- **Your instructions**: Please transcribe every record below exactly as it appears.

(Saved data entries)
PR #3021, opened 2022-09-01
Add current runtime code quality analyzer settings to linker

tlakollo:
Add current runtime analyzer settings to linker .editorconfig and eng/Analyzers.props
Fix code style warnings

- **Output of the exercise**:
PR #3021, opened 2022-09-01
Add current runtime code quality analyzer settings to linker

tlakollo:
Add current runtime analyzer settings to linker .editorconfig and eng/Analyzers.props
Fix code style warnings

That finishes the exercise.